# Bamboo shrimp



## danilykins (Dec 22, 2010)

I bought 5 of them last week, today there are 2 left  I don't know what I am doing wrong. I did a water change yesterday and 2 of them died overnight. I know they are filter feeders but how am I suppose to clean the tank and keep the shrimp alive?


----------



## mec102778 (Feb 17, 2011)

Interesting, I've seen these in the store and usually so big I was afraid they would bother the fish.

Bamboo shrimp - Wikipedia, the free encyclopedia


----------



## Totem44 (Mar 15, 2011)

I have 2 bamboo shrimp, I put a tall decoration near the filter outlet and I put algea wafers in the filter right at the outlet and thats where they hangout from time to time I put regular old flake food in the outlet flow. With the wafers you can only leave them in there for a couple of days or it gets a moldy look to it. I've had mine for maybe 6 months, they are a bit of work


----------



## James0816 (Jun 19, 2009)

If they died directly after the water change, chances are that the parms were off.

You can always do maintenance on the tank without it affecting them. You do need to maintain a good current for them. They will sit at or directly under the HOB to get the goodies.

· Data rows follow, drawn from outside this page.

PR #710, opened 2022-08-09
Move some of the structure plotting functions from contrib

pmrv:
They were previously defined on the `TrainingContainer` over in contrib, but I have added also `distances` to plot a plain histogram of nearest neighbor distances.

Corresponding PR to contrib once this is through.

### DIFF
--- a/CHANGELOG.md
+++ b/CHANGELOG.md
@@ -1,5 +1,7 @@
 # Unreleased
 
+- Add ploting functions from pyiron_contrib to StructureContainer ([#710](https://github.com/pyiron/pyiron_atomistics/pull/710))
+
 # pyiron_atomistics-0.2.41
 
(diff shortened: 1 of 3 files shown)


Leimeroth:
So TrainingContainers plotting interface should inherit from this than?

pmrv:
Yeah, that's how I was planning it.  These plotting functions would be purely concerned with structural data and the training container ones would then only add things related to energies, forces, etc.

Leimeroth (approved):
I like the idea. If some errors occur down the line we should fix them there.

pmrv:
I didn't want to pull in seaborn for just one plot, so I put it in an `ImportAlarm`.  @niklassiemer are we tracking our opt deps somewhere?

pmrv:
I also remembered to update the change log. :')

jan-janssen (approved):
Looks good to me

PR #1585, opened 2026-01-29
Ensure Card Size Compatibility in GoDAM Product Gallery Layout [WooCommerce]

rudrakshi-gupta:
## PR Overview

- Add 2 new Card Size settings (Tablet & Mobile) for Product Gallery in carousel
- Replace rem units with vw where applicable
- Add 2 new settings for grid columns based on device type
- Fix Issue with Resposible grid videos based on device with CSS
- Ensure images and videos scale proportionally in carousel and grid

Refs rtCamp/godam-core#732


integrations/woocommerce/blocks/godam-product-gallery/edit.js
```diff
@@ -72,6 +76,10 @@ export default function Edit( { attributes, setAttributes } ) {
 
 	const blockProps = useBlockProps();
 
+	const deviceType = useSelect( ( select ) => {
+		return select( 'core/edit-post' )?.__experimentalGetPreviewDeviceType?.();
```
sabbir1991: Why we are using experimental function here? Instead of we can use native js for detecting device. Like window navigator user agent approch or we can detect using inner width.

integrations/woocommerce/blocks/godam-product-gallery/edit.js
```diff
@@ -106,11 +114,13 @@ export default function Edit( { attributes, setAttributes } ) {
 
 	// Update card width on view change.
 	useEffect( () => {
-		const defaultWidth = parseFloat( getCardWidthForView( view, layout ) );
+		const defaultWidth = parseFloat( getCardWidthForView( view, layout, 'desktop' ) );
 
 		// If view has changed, reset to default width, else do nothing.
 		if ( previousViewRef.current !== view ) {
-			setAttributes( { cardWidth: defaultWidth } );
+			setAttributes( { desktopCardWidth: defaultWidth } );
```
sabbir1991: Instead of multiple attribute can we keep only one object with different device width. It will easy to handle?

integrations/woocommerce/blocks/godam-product-gallery/render.php
```diff
@@ -109,16 +112,19 @@ function godam_sanitize_rgba_color( $color ) {
 	'unmute_button_enabled'       => filter_var( $attributes['unmuteButtonEnabled'], FILTER_VALIDATE_BOOLEAN ),
 	'unmute_button_bg_color'      => godam_sanitize_rgba_color( $attributes['unmuteButtonBgColor'] ),
 	'unmute_button_icon_color'    => sanitize_hex_color( $attributes['unmuteButtonIconColor'] ),
-	'card_width'                  => intval( $attributes['cardWidth'] ),
+	'dektop_card_width'           => intval( $attributes['desktopCardWidth'] ),
```
sabbir1991: Do you think the value always return int val or it can be a float value? If it also return the float value then floatval function need to use

rudrakshi-gupta: Sure. I'll use floatval.

integrations/woocommerce/blocks/godam-product-gallery/edit.js
rudrakshi-gupta: Changed to a more stable API - `select( 'core/editor' ).getDeviceType();`

integrations/woocommerce/blocks/godam-product-gallery/render.php
```diff
@@ -109,16 +112,19 @@ function godam_sanitize_rgba_color( $color ) {
...
 	'arrow_border_radius'         => intval( $attributes['arrowBorderRadius'] ),
 	'arrow_visibility'            => sanitize_text_field( $attributes['arrowVisibility'] ),
-	'grid_columns'                => intval( $attributes['gridColumns'] ),
+	'grid_columns_desktop'        => intval( $attributes['gridColumnsDesktop'] ),
+	'grid_columns_tablet'         => intval( $attributes['gridColumnsTablet'] ),
+	'grid_columns_mobile'         => intval( $attributes['gridColumnsMobile'] ),
 	'grid_row_gap'                => intval( $attributes['gridRowGap'] ),
 	'grid_column_gap'             => intval( $attributes['gridColumnGap'] ),
-	'grid_card_alignment'         => sanitize_text_field( $attributes['gridCardAlignment'] ),
 	'cta_enabled'                 => filter_var( $attributes['ctaEnabled'], FILTER_VALIDATE_BOOLEAN ),
```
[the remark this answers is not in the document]
rudrakshi-gupta: Done.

Some things you can do are finely grind up some flakes and put them in the outflow of the filter. Lift the filter media up and down a few times. This will cause the sediment in the filter to raise and flow out for them. You definately want to have some sort of decor, rock or driftwood near the outflow.


----------



## DocPoppi (Mar 4, 2011)

Sorry for the loss..
Ouch! They are not cheap, and they are so cool to watch. I was currious as to others response, but I didn't see anything new to me. I've been able to keep them for about 6months. But I seem to only keep one in each tank. Although the first two lasted a while, I'm not sure why they died? Speculation. I do know the remaining two are doing great... and if there is any copper in the tank it'll kill them. As well as some other meds, so if you have treated ur tank in the past, some residual in filter and or gravel may have got them. Maybe there is alot of copper in ur water from your pipes too? Just a thought...
"Buddha in your tank"


----------



## danilykins (Dec 22, 2010)

I have other shrimp in my tank. I have some amano shrimp and a mystery snail and they are all healthy as can be. Maybe I just got a bad batch? who knows. But I won't be getting them again. I think they are a little too big, one was like 4 inches long!! And my son says they kind of scare him a little LOL I don't need my son having nightmares over a 4 inch shrimp LOL


----------



## DocPoppi (Mar 4, 2011)

Well certainly do get a Vampire shrimp... They are just like the Flower/wood/bamboo Shrimp, Lil bigger and pointy appendages. But the are filter feeders too and harmless.
In all the reading I've done on them, they live 5 or so years, and they are all live caught. None are breed and tank raised, so if you got big ones they were likely old already. But it does not seem likely for such a loss... Being a specifically adapted filter feeder, I would still say there was somthing in the tank, that is invisible to you... Not likely in the parameters of normal testing (they are pretty adaptable). 
Out of curiosity do you float a bag and then release? Or put fish in a container with the water they came in and then add your tank water, scoop out fish and add to tank. Throwing out water after?
"Buddha in your tank"


----------



## DocPoppi (Mar 4, 2011)

Ha... That was supposed to be, DON'T get a vampire shrimp...
But then maybe your boy may think that's cool?
My girl is 16months and all the things in our tanks fascinate her....

"Buddha in your tank"


----------



## holly12 (Apr 21, 2011)

I'm thinking if they died directly after the water change, that there was a problem with the water parameters.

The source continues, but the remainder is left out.